Since 1983, the political conversation in Argentina has been dominated by populist reform and social welfare under the Peronists (the Justicialist Party). The recent midterm elections have shown that the power of this ideology is waning - a surface level effect of major tectonic shifts in public opinion.

The Justicialist Party cannot simply be defined by a traditional left-right spectrum - there are major splits in party rhetoric that can be seen in disagreements between Current President Alberto Fernandez and deputy president Christian Fernandez de Kirschner - disagreements that weaken the party’s image.

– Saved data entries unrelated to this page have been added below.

PR #292, opened 2023-08-19
fix/kuma.config can hmr

nojiritakeshi:
This PR is intended to reflect the contents of kuma.config.ts on the screen with hmr.


packages/system/src/generator.ts
```diff
@@ -21,7 +21,21 @@ export class StyleGenerator {
...
+        const propKey = propValue.split(".")[0] as StyleThemeKeyType;
+        if (userTheme[propKey] !== undefined) {
+          for (const key in userTheme[propKey]) {
+            if (propValue.trim() === key) {
+              styledProps[propName.trim()] = userTheme[propKey]![key];
+              break;
+            }
+          }
+        }
+      } else if (isStyledProp(propName.trim())) {
```
kotarella1110, line 38: Themes like `fonts` and `spacings` are increasing, and we plan to add various themes in the future as well.
As there are cases where `converter` differ for each theme token, it's not practical to process theme values all together here.
Could you please revert the changes to this code? :pray:

packages/system/src/color.ts
```diff
@@ -55,23 +54,7 @@ export const color = (props: ColorProps): ResponsiveStyle => {
...
-          return value;
-        };
-      } else {
-        converter = (v) => v;
-      }
-      const responsiveStyles = applyResponsiveStyles(
-        property,
-        cssValue,
-        converter
-      );
```
kotarella1110, line 74: For the same reasons as the previous comment, I would like you to revert the changes to this code as well.

kotarella1110:
I have tested it locally, but it seems that changes to the theme are not being applied. Please check and confirm.

https://github.com/kuma-ui/kuma-ui/assets/12913947/6fcfa801-4562-4bd5-ad4d-2a7cb407083a

nojiritakeshi:
@kotarella1110 
> I have tested it locally, but it seems that changes to the theme are not being applied. Please check and confirm.

To reproduce it locally, I think you need to specify it in the relative path of "transform,compile, StyleGenerator".

packages/system/src/generator.ts
kotarella1110: Sorry, please wait. I checked your Discord message. I will review again after confirming.

kotarella1110: This code doesn't seem to need to be reverted, so I resolve conversation.

packages/system/src/color.ts
kotarella1110, line 74: I think that [font](https://github.com/kuma-ui/kuma-ui/blob/main/packages/system/src/font.ts) etc. can also be changed.

kotarella1110:
> To reproduce it locally, I think you need to specify it in the relative path of "transform,compile, StyleGenerator".

Could you provide more detailed explanation about this a bit further?
If possible, it would be appreciated if you could also provide the code that runs on CodeSandbox.

nojiritakeshi:
@kotarella1110 
> Could you provide more detailed explanation about this a bit further?
If possible, it would be appreciated if you could also provide the code that runs on CodeSandbox.

Can you check it out on Github?
https://github.com/nojiritakeshi/kuma-ui/commit/154de4ffae309d8adc22693411502368b7c6d0f8

packages/system/src/color.ts
nojiritakeshi: I see that other things like fontSize have also been added!
I'll check it out and make some additional corrections.

kotarella1110:
@nojiritakeshi 

> Can you check it out on Github?

Thanks for providing the code to reproduce it.
I tried changing to a relative path, but the theme changes were not reflected in the browser.
Even the CodeSandbox CI example doesn't seem to work. You can check the CodeSandbox CI example at the following link.

スクリーンショット 2023-08-25 21 48 40

nojiritakeshi:
@kotarella1110 
hmm...
Can I confirm on discord?

kotarella1110:
@nojiritakeshi Of course 👍

packages/vite/src/index.ts
```diff
@@ -91,6 +89,9 @@ export default function kumaUI(): Plugin {
       server.ws.send({ type: "full-reload" });
     },
     configResolved(config) {
+      if (config.define && Object.keys(config.define).length > 0) {
```
poteboy, line 92: 👍

nojiritakeshi:
@kotarella1110 @poteboy 
Committed with modifications.
Please check back when you are available.

packages/compiler/src/extractor/extract.ts
```diff
@@ -49,7 +36,21 @@ export const extractProps = (
...
+      const propKey = propValue.split(".")[0] as Tokens;
+      if (userTheme[propKey] !== undefined) {
+        for (const key in userTheme[propKey]) {
+          if (propValue.trim() === key) {
+            styledProps[propName.trim()] = userTheme[propKey]![key];
+            break;
+          }
+        }
+      }
+    } else if (isStyledProp(propName.trim())) {
```
kotarella1110, line 53: @nojiritakeshi 
With this change, the HMR now works 🎉
However, I don't think it will work with Dynamic Props because the process has been moved from the system to the compiler.

```tsx
<Box p={12} color={() => "colors.blue.light"}>dynamic</Box>
```

I think it would be better to move this process to webpack-plugin and vite-plugin.

kotarella1110: I think this process needs to be implemented on the runtime side as well.
See the following line:

https://github.com/kuma-ui/kuma-ui/blob/7ebe9ed1120b9cd5cf451c1de124fab0abd49c6a/packages/core/src/components/Box/react/utils.ts#L30

kotarella1110 (approved):
@nojiritakeshi Great work 🏆 Thanks!

packages/system/src/column.ts
```diff
@@ -37,8 +36,8 @@ const columnMappings: Record<ColumnKeys, string> = {
   columns: "columns",
 };
 
-const converters: Partial<Record<ColumnKeys, ValueConverter>> = {
-  columnGap: spaceConverter,
+const converters: Partial<Record<ColumnKeys, typeof toCssUnit>> = {
```
kotarella1110, line 39: Is it possible to move the `ValueConverter` type to `system/src/types.ts` instead of removing it? I thought we should use that type here.

packages/system/src/border.test.ts
```diff
@@ -1,16 +1,7 @@
...
+import { describe, expect, test } from "vitest";
 
 describe("border utility function", () => {
-  beforeAll(() => {
-    theme.setUserTheme({
-      radii: {
-        sm: "1rem",
-      },
-    });
-  });
```
kotarella1110, line 12: Is it possible to keep the theme test instead of removing it?

packages/system/src/space.test.ts
```diff
@@ -1,16 +1,7 @@
...
+import { describe, expect, test } from "vitest";
 
 describe("space utility function", () => {
-  beforeAll(() => {
-    theme.setUserTheme({
-      spacings: {
-        sm: "1rem",
-      },
-    });
-  });
```
kotarella1110, line 12: Same as above comment.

The center-right opposition is a neoliberal, anti-populist response to Peronism’s populist ideology, and it’s gaining traction, but there are also more extreme parties on the right and left gaining influence. But who are the Peronists, and why is their long-held grip on the country slipping?

The History of The Peronism and the Justicialist Party

Argentina has a history of tumultuous politics, checkered by Military coups and unstable democracy. Col. Juan Peron was a military leader who became the minister of labor in 1943. He began to implement a number of policies to benefit Argentina’s growing urban workers. He granted workers medical care, paid leave and implemented a minimum wage. Together with his wife, radio star Eva Peron, he fought to build class solidarity that crossed socio-political divides. His celebrity soon taunted the other military leaders and in yet another coup, he was banished for almost 18 years.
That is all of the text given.